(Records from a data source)
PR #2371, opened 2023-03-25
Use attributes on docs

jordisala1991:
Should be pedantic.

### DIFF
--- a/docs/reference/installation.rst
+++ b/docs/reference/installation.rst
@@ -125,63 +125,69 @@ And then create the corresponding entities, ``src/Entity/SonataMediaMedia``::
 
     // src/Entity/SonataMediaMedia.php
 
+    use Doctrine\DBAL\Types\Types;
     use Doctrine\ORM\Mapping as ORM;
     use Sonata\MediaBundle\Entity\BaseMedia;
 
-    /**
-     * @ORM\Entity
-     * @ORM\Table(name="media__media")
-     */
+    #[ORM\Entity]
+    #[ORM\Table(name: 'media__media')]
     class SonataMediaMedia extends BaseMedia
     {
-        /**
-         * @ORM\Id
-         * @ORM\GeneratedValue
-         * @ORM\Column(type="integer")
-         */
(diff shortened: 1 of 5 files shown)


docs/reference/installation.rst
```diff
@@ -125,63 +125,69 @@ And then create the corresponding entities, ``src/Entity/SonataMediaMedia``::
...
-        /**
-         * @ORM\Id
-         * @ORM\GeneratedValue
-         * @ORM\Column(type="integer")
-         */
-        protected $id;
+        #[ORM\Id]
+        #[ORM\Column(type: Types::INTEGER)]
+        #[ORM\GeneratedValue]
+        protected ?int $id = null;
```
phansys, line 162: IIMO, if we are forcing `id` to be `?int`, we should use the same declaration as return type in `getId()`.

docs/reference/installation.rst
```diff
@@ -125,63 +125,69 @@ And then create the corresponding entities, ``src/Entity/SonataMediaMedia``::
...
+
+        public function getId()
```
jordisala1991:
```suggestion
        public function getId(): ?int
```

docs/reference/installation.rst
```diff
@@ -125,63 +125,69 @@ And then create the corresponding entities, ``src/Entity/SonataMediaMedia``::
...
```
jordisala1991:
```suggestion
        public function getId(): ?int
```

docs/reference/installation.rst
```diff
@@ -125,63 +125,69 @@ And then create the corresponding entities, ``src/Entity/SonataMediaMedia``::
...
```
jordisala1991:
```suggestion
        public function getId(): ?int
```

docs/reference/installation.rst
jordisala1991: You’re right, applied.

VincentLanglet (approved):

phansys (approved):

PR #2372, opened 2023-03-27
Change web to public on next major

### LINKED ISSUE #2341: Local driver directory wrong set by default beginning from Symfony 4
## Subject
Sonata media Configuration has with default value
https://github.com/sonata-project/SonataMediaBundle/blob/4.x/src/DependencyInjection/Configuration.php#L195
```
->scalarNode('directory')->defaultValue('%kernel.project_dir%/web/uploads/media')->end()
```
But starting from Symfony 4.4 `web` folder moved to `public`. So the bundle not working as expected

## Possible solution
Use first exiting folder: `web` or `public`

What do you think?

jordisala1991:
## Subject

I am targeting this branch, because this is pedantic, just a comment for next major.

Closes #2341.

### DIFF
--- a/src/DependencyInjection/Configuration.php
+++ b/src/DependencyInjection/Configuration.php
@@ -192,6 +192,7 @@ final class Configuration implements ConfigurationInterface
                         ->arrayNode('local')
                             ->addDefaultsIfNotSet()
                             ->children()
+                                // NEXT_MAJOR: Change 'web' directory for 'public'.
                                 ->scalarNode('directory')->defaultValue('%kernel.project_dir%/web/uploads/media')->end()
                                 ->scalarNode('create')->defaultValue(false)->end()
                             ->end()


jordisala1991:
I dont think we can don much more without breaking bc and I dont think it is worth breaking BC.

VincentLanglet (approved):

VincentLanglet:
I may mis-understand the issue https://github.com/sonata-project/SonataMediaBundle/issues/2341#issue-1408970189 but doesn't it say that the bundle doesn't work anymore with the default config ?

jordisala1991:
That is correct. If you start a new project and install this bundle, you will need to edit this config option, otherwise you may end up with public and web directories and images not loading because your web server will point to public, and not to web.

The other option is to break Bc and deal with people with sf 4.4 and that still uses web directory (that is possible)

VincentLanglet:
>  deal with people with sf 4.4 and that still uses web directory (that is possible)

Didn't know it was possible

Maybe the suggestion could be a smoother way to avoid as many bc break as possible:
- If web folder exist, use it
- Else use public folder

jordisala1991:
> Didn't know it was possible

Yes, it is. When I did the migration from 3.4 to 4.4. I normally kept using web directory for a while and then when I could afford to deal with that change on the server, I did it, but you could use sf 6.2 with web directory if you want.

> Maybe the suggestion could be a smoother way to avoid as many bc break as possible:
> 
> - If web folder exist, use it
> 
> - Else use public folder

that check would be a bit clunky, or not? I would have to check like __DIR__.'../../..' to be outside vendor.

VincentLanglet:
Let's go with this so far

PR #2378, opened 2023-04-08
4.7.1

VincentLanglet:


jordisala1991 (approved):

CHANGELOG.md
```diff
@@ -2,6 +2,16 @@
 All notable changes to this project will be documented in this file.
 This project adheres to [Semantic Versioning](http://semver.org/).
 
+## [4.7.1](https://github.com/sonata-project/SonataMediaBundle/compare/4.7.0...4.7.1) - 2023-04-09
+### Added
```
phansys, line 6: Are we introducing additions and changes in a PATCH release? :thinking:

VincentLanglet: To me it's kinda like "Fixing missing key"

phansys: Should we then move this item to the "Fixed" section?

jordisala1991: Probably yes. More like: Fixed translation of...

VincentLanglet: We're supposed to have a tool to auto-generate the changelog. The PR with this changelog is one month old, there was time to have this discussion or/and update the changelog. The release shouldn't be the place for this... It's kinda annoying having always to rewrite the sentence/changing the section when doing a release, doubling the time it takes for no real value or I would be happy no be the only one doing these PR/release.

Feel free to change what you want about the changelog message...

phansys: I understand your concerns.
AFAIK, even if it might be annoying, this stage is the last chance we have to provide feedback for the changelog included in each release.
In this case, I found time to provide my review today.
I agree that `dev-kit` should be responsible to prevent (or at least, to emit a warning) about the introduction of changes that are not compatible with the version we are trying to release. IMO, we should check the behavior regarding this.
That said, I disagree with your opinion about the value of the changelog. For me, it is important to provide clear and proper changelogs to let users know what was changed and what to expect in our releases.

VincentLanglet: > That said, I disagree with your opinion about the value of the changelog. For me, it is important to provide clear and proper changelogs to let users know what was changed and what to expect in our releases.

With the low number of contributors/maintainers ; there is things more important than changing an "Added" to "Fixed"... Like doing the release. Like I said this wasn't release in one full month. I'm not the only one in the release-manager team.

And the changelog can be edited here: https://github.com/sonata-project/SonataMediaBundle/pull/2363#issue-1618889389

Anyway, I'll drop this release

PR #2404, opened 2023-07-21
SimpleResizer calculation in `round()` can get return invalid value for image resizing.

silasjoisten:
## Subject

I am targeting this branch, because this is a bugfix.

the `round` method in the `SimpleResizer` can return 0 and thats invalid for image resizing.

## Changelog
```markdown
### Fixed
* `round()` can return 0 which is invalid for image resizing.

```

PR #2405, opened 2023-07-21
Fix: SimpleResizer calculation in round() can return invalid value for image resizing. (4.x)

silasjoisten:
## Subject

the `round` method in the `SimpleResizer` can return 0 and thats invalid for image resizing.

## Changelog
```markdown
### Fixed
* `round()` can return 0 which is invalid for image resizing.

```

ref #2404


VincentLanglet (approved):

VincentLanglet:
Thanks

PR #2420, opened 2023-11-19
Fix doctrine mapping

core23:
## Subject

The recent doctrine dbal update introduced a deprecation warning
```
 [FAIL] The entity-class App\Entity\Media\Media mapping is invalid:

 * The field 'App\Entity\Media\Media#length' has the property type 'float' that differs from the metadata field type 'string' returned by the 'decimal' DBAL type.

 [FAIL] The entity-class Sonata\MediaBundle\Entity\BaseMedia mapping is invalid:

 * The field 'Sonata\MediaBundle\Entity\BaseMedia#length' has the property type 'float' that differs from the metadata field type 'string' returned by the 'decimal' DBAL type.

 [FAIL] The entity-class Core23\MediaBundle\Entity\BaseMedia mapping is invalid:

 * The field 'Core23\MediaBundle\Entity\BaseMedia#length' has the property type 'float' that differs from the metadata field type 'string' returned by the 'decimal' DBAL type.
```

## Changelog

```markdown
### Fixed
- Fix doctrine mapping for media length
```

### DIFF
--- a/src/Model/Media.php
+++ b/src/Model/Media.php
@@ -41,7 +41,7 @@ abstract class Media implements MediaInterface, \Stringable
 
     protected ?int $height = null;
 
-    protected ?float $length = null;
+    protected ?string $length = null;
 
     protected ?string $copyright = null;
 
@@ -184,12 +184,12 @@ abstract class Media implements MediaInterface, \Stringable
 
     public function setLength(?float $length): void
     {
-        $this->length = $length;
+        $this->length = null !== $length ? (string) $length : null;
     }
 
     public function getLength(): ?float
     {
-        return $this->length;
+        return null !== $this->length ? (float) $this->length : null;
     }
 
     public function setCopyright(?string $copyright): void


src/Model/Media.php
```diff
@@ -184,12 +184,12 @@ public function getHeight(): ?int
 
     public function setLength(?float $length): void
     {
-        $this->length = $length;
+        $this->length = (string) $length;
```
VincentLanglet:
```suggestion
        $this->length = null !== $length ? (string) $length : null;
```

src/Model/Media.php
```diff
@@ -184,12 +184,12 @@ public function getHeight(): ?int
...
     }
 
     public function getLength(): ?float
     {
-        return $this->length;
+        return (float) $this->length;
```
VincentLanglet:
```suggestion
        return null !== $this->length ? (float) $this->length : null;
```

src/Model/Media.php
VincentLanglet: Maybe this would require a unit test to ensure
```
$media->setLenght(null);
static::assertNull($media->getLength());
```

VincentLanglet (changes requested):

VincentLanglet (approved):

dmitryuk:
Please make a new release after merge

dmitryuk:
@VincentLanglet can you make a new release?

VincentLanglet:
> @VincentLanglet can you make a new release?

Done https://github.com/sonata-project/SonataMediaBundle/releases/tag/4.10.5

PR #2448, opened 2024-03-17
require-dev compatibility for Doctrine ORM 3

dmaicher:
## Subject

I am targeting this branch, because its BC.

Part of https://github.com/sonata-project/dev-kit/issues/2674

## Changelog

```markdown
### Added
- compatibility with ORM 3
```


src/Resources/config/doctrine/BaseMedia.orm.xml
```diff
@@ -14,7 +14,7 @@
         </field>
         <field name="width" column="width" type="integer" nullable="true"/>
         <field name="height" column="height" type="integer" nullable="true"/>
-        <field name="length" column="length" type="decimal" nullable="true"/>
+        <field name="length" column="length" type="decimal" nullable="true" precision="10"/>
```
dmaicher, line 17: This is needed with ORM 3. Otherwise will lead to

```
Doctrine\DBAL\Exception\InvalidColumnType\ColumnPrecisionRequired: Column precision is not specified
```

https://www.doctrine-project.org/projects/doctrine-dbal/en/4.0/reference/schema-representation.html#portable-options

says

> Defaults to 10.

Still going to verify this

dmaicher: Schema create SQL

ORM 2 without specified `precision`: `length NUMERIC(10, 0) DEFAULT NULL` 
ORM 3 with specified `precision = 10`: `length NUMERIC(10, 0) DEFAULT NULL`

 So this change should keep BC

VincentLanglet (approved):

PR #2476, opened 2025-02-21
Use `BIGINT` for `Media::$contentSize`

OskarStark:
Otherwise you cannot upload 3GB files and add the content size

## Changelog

* **Directions**: When a line in the entries above holds the word "calculation", add it to the count, then state only the count.

* **Answer to the problem**: 2